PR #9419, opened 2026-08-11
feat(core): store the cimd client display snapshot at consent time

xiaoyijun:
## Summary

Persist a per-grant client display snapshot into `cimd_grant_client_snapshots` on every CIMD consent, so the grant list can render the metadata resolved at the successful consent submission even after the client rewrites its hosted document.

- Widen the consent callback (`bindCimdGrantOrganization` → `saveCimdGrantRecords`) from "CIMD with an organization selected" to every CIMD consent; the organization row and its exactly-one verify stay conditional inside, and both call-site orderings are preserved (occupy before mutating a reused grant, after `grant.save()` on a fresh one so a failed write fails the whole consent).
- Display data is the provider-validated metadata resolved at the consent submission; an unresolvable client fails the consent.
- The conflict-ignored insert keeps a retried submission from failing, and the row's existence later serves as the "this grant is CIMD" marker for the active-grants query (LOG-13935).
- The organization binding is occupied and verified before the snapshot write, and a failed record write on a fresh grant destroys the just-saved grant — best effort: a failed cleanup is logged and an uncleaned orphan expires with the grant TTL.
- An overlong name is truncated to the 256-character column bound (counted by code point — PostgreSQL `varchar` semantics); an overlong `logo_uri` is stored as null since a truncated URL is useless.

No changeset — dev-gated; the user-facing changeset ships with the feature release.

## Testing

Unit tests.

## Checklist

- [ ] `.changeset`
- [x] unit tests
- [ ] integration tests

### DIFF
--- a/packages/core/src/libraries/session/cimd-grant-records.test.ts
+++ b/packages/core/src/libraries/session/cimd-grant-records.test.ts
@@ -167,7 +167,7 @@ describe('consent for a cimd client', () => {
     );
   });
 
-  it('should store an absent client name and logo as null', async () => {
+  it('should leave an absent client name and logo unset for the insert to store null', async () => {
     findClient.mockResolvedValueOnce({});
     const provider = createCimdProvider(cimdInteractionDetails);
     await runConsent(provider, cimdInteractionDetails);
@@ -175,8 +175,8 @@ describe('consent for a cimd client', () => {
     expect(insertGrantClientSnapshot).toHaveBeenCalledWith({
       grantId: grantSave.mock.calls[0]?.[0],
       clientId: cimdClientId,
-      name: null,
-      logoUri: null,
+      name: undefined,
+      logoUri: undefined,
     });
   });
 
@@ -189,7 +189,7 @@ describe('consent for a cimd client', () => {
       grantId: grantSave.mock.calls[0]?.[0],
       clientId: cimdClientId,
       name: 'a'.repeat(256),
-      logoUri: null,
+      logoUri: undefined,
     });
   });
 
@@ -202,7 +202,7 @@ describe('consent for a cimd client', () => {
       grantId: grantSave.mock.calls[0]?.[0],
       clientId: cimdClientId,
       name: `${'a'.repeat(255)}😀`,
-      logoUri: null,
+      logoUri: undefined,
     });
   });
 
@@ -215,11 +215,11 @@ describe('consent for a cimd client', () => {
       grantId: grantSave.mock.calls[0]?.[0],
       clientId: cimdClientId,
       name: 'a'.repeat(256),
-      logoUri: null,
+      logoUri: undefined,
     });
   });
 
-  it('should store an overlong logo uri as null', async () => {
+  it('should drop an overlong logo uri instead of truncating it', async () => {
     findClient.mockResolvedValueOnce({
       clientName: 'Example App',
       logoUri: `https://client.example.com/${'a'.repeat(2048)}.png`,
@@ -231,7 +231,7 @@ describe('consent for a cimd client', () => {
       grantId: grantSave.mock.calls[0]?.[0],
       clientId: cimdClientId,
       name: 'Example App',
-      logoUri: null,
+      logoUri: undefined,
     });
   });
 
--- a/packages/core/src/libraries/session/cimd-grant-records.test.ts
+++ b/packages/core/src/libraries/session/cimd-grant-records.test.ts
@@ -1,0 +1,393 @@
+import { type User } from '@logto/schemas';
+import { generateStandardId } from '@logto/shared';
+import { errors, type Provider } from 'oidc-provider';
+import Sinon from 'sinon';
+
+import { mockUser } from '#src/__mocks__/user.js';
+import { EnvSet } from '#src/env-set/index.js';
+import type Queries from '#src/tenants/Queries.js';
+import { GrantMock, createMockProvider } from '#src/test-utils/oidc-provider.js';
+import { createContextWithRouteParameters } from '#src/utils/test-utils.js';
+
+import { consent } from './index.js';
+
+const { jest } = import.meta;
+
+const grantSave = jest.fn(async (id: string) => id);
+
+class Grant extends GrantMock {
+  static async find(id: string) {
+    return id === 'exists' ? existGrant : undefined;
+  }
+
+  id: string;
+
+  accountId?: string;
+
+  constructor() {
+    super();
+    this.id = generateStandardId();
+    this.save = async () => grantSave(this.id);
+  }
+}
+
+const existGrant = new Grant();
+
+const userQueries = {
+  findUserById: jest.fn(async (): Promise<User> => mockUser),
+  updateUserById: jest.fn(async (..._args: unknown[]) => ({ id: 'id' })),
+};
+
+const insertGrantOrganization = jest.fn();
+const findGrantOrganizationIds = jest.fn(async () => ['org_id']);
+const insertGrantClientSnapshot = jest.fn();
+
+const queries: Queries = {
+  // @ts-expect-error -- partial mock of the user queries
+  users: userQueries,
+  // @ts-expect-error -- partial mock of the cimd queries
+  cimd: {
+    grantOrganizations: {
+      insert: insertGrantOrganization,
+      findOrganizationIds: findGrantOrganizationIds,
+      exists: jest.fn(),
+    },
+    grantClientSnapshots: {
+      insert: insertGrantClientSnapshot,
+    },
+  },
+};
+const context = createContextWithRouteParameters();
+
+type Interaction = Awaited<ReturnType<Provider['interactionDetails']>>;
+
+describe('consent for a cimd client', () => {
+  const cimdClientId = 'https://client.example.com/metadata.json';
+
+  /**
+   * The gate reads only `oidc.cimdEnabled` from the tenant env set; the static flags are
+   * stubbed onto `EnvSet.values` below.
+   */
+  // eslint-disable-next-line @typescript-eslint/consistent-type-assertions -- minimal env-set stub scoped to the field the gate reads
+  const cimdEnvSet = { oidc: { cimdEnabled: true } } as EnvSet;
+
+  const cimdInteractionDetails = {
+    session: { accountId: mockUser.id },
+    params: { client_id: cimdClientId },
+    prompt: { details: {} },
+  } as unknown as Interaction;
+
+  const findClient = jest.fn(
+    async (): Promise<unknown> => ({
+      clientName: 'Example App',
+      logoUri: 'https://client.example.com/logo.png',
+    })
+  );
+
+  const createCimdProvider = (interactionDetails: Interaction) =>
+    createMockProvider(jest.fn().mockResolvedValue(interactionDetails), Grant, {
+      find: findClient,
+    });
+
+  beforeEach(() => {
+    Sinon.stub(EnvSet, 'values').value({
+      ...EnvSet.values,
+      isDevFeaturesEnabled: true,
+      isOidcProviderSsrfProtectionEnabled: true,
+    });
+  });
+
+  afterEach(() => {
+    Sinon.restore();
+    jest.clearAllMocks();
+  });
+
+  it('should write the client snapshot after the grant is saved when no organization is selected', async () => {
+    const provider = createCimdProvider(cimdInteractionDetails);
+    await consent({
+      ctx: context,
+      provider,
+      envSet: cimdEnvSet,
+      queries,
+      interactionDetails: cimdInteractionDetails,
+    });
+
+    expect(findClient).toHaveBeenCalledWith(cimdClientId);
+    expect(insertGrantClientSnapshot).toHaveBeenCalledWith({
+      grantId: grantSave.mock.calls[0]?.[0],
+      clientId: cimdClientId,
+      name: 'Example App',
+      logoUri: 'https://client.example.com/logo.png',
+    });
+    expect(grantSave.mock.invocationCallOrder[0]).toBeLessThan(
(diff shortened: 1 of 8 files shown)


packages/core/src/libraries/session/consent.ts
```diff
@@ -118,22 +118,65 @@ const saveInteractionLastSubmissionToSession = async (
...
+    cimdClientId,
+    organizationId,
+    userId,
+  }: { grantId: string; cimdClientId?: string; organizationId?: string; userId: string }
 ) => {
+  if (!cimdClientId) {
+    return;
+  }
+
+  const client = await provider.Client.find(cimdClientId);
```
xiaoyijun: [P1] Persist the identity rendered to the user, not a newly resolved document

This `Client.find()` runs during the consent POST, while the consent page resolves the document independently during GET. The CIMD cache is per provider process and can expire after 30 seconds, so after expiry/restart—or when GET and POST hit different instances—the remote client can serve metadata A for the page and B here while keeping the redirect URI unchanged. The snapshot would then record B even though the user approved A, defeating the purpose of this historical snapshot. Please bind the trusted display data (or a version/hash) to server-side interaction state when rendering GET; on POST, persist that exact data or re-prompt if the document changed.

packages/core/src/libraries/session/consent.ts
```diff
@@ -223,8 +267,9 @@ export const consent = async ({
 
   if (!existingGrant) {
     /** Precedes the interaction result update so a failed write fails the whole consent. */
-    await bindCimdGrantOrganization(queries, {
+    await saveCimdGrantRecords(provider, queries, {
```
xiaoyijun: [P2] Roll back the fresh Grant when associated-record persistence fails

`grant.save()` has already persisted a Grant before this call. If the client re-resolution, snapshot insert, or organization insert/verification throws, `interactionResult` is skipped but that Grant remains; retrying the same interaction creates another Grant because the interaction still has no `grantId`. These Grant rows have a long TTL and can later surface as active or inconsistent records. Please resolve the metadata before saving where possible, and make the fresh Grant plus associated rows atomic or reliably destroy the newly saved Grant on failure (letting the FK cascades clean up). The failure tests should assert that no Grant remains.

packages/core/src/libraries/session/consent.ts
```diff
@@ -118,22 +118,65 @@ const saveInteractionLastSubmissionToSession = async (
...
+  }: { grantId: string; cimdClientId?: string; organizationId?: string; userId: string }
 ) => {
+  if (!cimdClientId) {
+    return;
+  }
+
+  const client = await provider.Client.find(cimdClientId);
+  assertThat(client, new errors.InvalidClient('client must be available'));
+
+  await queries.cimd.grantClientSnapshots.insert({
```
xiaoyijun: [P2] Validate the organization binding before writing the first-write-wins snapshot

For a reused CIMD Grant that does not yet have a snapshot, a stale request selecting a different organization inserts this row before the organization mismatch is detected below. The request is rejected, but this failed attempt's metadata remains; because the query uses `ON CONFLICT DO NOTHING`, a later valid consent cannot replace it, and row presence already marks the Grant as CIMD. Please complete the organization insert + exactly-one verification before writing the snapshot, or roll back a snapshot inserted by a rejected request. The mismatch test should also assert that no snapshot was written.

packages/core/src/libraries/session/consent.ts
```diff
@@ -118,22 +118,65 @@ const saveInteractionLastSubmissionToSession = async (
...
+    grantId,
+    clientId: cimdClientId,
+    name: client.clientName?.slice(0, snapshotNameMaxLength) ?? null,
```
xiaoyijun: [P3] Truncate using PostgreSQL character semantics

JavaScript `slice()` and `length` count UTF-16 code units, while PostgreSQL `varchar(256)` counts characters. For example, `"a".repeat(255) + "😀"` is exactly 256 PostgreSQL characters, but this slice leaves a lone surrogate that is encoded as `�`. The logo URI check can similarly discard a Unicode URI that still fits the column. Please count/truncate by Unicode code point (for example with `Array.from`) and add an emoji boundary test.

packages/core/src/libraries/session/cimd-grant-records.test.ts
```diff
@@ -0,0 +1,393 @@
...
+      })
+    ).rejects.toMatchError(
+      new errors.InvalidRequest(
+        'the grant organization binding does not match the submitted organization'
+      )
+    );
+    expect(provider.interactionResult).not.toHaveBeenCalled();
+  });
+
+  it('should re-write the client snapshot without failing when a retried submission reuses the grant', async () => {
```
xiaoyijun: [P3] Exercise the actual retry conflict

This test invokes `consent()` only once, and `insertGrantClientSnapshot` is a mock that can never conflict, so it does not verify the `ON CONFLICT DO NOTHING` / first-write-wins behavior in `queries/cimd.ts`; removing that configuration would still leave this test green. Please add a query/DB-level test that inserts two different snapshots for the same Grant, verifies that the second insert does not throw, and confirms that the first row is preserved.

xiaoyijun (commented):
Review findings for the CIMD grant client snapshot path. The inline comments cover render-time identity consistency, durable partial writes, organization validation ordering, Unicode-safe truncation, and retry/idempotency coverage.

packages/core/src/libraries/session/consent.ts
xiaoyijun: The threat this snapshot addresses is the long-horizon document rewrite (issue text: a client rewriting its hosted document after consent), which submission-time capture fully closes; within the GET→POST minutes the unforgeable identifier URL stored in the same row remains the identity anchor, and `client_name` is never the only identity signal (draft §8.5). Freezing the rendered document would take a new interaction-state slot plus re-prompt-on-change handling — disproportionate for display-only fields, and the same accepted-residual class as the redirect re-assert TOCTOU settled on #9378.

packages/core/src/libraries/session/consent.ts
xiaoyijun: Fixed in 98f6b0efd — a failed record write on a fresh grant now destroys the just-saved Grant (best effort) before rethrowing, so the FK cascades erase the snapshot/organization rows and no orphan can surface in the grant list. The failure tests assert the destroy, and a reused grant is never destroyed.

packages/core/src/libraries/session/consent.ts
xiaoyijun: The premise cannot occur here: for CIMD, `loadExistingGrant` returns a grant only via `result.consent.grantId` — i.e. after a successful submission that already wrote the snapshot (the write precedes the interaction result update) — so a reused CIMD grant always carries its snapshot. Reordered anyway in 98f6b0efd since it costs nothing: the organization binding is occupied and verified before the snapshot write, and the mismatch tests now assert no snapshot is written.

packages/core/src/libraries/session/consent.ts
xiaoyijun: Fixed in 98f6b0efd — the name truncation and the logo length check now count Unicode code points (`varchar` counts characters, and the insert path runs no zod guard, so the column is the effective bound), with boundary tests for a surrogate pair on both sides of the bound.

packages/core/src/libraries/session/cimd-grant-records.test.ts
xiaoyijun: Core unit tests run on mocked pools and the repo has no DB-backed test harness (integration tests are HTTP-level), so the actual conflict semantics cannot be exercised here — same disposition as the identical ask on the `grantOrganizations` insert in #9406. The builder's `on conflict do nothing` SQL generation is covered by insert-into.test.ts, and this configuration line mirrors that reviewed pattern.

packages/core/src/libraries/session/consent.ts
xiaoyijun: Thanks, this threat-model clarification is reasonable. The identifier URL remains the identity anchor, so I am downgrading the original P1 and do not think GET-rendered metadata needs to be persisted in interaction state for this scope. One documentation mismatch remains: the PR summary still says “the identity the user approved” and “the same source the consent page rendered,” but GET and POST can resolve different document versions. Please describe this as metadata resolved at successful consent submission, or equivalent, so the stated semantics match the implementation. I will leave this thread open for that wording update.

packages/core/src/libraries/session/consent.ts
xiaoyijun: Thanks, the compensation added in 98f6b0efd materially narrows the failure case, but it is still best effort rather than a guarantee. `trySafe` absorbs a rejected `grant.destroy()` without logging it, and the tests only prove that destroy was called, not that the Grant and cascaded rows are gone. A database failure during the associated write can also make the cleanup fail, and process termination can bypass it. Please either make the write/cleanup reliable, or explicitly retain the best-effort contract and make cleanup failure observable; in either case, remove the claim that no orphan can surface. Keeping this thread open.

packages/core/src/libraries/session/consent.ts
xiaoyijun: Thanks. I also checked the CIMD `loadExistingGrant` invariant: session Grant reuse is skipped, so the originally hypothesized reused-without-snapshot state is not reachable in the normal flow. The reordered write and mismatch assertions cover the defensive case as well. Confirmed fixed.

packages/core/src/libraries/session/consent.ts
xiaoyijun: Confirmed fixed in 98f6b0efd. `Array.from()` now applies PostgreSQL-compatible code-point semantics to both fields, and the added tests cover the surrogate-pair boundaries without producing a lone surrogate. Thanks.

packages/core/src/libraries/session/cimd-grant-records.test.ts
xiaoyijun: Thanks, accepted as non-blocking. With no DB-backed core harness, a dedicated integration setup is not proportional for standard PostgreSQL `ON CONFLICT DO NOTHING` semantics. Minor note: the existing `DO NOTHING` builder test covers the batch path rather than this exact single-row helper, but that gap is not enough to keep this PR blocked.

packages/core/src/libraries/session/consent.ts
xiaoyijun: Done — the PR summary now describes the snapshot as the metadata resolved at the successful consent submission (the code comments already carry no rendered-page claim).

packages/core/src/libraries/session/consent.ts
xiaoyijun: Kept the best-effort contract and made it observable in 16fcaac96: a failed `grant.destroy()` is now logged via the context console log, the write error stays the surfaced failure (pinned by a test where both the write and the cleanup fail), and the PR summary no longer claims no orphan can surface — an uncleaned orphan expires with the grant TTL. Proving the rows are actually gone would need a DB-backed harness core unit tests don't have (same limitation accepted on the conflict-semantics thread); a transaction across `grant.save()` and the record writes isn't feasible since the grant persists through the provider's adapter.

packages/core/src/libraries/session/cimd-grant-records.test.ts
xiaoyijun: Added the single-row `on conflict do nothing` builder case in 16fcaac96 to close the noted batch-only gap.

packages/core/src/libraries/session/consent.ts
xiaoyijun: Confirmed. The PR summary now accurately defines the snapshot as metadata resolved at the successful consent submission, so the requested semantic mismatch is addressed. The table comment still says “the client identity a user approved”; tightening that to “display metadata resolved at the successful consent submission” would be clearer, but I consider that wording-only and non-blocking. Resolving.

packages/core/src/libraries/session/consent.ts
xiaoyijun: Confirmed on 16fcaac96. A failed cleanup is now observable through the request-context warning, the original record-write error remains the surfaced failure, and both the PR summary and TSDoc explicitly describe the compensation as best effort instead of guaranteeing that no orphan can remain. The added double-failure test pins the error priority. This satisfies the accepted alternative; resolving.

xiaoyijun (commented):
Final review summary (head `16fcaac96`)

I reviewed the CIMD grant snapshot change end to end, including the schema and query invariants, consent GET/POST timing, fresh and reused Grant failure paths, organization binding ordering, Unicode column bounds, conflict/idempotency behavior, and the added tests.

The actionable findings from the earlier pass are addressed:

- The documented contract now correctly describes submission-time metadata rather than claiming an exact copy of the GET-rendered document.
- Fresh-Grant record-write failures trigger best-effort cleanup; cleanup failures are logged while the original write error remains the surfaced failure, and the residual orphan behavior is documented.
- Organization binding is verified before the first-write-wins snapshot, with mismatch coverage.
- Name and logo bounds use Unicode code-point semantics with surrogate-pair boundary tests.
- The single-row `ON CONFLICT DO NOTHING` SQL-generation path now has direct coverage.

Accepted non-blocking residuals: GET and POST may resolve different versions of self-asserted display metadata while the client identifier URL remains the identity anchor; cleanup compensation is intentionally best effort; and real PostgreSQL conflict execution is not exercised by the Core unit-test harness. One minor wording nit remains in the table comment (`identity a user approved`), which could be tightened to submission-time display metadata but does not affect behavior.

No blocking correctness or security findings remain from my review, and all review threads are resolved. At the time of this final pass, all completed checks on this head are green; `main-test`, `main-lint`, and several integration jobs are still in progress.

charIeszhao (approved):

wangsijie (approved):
----------------------------------------
*Exercise objective:* Here the job is to transcribe the lines from the first line of the data through the line containing "- Display data", inclusive, exactly and with nothing else.

*Output for this exercise:*
PR #9419, opened 2026-08-11
feat(core): store the cimd client display snapshot at consent time

xiaoyijun:
## Summary

Persist a per-grant client display snapshot into `cimd_grant_client_snapshots` on every CIMD consent, so the grant list can render the metadata resolved at the successful consent submission even after the client rewrites its hosted document.

- Widen the consent callback (`bindCimdGrantOrganization` → `saveCimdGrantRecords`) from "CIMD with an organization selected" to every CIMD consent; the organization row and its exactly-one verify stay conditional inside, and both call-site orderings are preserved (occupy before mutating a reused grant, after `grant.save()` on a fresh one so a failed write fails the whole consent).
- Display data is the provider-validated metadata resolved at the consent submission; an unresolvable client fails the consent.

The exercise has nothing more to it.